BEGIN

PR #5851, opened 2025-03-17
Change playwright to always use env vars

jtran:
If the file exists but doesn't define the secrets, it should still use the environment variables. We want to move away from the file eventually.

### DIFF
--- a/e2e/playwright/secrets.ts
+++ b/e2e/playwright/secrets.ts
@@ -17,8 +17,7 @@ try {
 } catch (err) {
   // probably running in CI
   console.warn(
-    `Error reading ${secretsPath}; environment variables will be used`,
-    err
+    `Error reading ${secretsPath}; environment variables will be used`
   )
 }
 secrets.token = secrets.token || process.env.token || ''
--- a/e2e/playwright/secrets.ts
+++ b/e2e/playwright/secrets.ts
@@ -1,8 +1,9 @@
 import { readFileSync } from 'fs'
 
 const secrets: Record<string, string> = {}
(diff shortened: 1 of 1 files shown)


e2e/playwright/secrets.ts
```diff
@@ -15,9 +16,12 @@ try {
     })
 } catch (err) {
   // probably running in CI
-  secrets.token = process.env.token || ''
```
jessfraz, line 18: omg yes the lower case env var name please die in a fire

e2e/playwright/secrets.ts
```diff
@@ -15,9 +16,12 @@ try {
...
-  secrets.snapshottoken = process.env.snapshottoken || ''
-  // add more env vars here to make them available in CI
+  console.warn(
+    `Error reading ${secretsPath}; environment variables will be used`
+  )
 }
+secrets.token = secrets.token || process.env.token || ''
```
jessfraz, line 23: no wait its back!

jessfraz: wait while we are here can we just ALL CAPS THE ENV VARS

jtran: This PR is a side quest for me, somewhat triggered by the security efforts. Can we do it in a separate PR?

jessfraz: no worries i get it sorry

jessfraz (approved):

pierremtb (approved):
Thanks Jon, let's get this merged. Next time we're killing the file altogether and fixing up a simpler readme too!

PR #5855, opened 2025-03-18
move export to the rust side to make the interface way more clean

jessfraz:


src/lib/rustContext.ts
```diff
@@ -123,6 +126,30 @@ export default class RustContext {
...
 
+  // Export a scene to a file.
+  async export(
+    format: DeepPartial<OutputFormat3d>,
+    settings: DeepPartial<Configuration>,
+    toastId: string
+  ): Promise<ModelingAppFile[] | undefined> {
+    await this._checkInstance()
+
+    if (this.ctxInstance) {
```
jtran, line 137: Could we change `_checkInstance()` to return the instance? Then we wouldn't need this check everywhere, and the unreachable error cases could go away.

END

■ WHAT TO DO
Go through the entries above, and wherever a line holds the word "opened", copy that line.

■ OUTPUT FOR THIS TASK
PR #5851, opened 2025-03-17
PR #5855, opened 2025-03-18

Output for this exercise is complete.